- [WORK TO COMPLETE]: Copy the whole listing below exactly, with nothing left out.

◇ ◇ ◇

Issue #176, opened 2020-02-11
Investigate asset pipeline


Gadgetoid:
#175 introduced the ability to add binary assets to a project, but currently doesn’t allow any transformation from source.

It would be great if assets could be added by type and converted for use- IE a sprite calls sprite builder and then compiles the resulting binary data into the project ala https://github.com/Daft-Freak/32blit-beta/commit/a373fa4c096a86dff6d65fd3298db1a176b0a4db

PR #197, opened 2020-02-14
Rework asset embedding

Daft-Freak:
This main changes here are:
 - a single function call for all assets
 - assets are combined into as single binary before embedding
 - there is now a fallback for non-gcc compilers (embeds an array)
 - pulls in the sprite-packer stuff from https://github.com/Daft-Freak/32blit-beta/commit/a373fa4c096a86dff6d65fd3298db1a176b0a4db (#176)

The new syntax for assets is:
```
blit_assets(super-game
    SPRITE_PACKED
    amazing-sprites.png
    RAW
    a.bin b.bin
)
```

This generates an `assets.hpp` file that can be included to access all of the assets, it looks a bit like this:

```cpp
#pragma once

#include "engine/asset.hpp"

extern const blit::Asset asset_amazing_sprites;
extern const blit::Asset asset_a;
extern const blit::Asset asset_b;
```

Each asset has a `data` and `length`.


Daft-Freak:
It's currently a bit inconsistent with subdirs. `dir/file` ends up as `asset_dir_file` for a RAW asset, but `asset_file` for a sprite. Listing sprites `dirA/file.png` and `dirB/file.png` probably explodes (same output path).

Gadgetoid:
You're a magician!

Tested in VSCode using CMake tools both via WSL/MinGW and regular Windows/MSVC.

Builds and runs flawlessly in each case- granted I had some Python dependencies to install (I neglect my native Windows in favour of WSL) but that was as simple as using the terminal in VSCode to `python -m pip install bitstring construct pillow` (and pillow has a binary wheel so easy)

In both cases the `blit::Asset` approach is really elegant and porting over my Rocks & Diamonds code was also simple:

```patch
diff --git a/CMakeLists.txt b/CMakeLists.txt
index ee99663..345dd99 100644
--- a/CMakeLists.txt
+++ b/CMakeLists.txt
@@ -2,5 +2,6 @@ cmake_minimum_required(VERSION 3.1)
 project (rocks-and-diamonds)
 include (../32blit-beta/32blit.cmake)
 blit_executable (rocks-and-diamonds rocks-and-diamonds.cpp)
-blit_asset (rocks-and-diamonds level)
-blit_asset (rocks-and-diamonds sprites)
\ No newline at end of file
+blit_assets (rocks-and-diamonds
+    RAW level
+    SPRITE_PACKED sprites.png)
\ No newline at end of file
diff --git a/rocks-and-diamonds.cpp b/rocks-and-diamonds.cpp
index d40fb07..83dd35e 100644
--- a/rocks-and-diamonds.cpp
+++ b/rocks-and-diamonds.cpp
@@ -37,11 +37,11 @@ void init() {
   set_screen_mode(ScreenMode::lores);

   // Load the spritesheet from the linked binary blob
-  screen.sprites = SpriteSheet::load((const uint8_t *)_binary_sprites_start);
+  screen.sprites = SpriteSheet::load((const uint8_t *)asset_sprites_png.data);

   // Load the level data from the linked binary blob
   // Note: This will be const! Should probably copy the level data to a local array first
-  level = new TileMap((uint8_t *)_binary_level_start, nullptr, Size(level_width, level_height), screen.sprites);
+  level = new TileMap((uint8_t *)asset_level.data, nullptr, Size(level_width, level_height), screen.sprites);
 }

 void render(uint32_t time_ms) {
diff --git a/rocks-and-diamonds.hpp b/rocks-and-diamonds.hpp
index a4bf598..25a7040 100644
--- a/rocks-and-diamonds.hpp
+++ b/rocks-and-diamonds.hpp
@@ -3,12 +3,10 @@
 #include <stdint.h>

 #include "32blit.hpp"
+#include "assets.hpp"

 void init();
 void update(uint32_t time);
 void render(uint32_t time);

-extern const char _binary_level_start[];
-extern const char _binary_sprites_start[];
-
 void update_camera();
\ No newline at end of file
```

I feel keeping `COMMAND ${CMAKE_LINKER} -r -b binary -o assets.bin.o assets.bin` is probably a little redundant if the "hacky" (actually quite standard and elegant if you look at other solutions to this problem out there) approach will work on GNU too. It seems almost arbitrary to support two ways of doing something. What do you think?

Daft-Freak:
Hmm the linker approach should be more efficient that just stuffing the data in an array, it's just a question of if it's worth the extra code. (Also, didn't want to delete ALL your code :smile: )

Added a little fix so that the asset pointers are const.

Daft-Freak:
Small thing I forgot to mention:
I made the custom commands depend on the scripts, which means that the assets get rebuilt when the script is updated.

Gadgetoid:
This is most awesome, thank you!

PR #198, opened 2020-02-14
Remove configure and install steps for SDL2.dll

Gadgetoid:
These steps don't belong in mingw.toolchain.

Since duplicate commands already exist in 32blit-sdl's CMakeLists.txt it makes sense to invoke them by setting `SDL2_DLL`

◇ ◇ ◇

- [WRITTEN ANSWER]:
Issue #176, opened 2020-02-11
Investigate asset pipeline


Gadgetoid:
#175 introduced the ability to add binary assets to a project, but currently doesn’t allow any transformation from source.

It would be great if assets could be added by type and converted for use- IE a sprite calls sprite builder and then compiles the resulting binary data into the project ala https://github.com/Daft-Freak/32blit-beta/commit/a373fa4c096a86dff6d65fd3298db1a176b0a4db

PR #197, opened 2020-02-14
Rework asset embedding

Daft-Freak:
This main changes here are:
 - a single function call for all assets
 - assets are combined into as single binary before embedding
 - there is now a fallback for non-gcc compilers (embeds an array)
 - pulls in the sprite-packer stuff from https://github.com/Daft-Freak/32blit-beta/commit/a373fa4c096a86dff6d65fd3298db1a176b0a4db (#176)

The new syntax for assets is:
```
blit_assets(super-game
    SPRITE_PACKED
    amazing-sprites.png
    RAW
    a.bin b.bin
)
```

This generates an `assets.hpp` file that can be included to access all of the assets, it looks a bit like this:

```cpp
#pragma once

#include "engine/asset.hpp"

extern const blit::Asset asset_amazing_sprites;
extern const blit::Asset asset_a;
extern const blit::Asset asset_b;
```

Each asset has a `data` and `length`.


Daft-Freak:
It's currently a bit inconsistent with subdirs. `dir/file` ends up as `asset_dir_file` for a RAW asset, but `asset_file` for a sprite. Listing sprites `dirA/file.png` and `dirB/file.png` probably explodes (same output path).

Gadgetoid:
You're a magician!

Tested in VSCode using CMake tools both via WSL/MinGW and regular Windows/MSVC.

Builds and runs flawlessly in each case- granted I had some Python dependencies to install (I neglect my native Windows in favour of WSL) but that was as simple as using the terminal in VSCode to `python -m pip install bitstring construct pillow` (and pillow has a binary wheel so easy)

In both cases the `blit::Asset` approach is really elegant and porting over my Rocks & Diamonds code was also simple:

```patch
diff --git a/CMakeLists.txt b/CMakeLists.txt
index ee99663..345dd99 100644
--- a/CMakeLists.txt
+++ b/CMakeLists.txt
@@ -2,5 +2,6 @@ cmake_minimum_required(VERSION 3.1)
 project (rocks-and-diamonds)
 include (../32blit-beta/32blit.cmake)
 blit_executable (rocks-and-diamonds rocks-and-diamonds.cpp)
-blit_asset (rocks-and-diamonds level)
-blit_asset (rocks-and-diamonds sprites)
\ No newline at end of file
+blit_assets (rocks-and-diamonds
+    RAW level
+    SPRITE_PACKED sprites.png)
\ No newline at end of file
diff --git a/rocks-and-diamonds.cpp b/rocks-and-diamonds.cpp
index d40fb07..83dd35e 100644
--- a/rocks-and-diamonds.cpp
+++ b/rocks-and-diamonds.cpp
@@ -37,11 +37,11 @@ void init() {
   set_screen_mode(ScreenMode::lores);

   // Load the spritesheet from the linked binary blob
-  screen.sprites = SpriteSheet::load((const uint8_t *)_binary_sprites_start);
+  screen.sprites = SpriteSheet::load((const uint8_t *)asset_sprites_png.data);

   // Load the level data from the linked binary blob
   // Note: This will be const! Should probably copy the level data to a local array first
-  level = new TileMap((uint8_t *)_binary_level_start, nullptr, Size(level_width, level_height), screen.sprites);
+  level = new TileMap((uint8_t *)asset_level.data, nullptr, Size(level_width, level_height), screen.sprites);
 }

 void render(uint32_t time_ms) {
diff --git a/rocks-and-diamonds.hpp b/rocks-and-diamonds.hpp
index a4bf598..25a7040 100644
--- a/rocks-and-diamonds.hpp
+++ b/rocks-and-diamonds.hpp
@@ -3,12 +3,10 @@
 #include <stdint.h>

 #include "32blit.hpp"
+#include "assets.hpp"

 void init();
 void update(uint32_t time);
 void render(uint32_t time);

-extern const char _binary_level_start[];
-extern const char _binary_sprites_start[];
-
 void update_camera();
\ No newline at end of file
```

I feel keeping `COMMAND ${CMAKE_LINKER} -r -b binary -o assets.bin.o assets.bin` is probably a little redundant if the "hacky" (actually quite standard and elegant if you look at other solutions to this problem out there) approach will work on GNU too. It seems almost arbitrary to support two ways of doing something. What do you think?

Daft-Freak:
Hmm the linker approach should be more efficient that just stuffing the data in an array, it's just a question of if it's worth the extra code. (Also, didn't want to delete ALL your code :smile: )

Added a little fix so that the asset pointers are const.

Daft-Freak:
Small thing I forgot to mention:
I made the custom commands depend on the scripts, which means that the assets get rebuilt when the script is updated.

Gadgetoid:
This is most awesome, thank you!

PR #198, opened 2020-02-14
Remove configure and install steps for SDL2.dll

Gadgetoid:
These steps don't belong in mingw.toolchain.

Since duplicate commands already exist in 32blit-sdl's CMakeLists.txt it makes sense to invoke them by setting `SDL2_DLL`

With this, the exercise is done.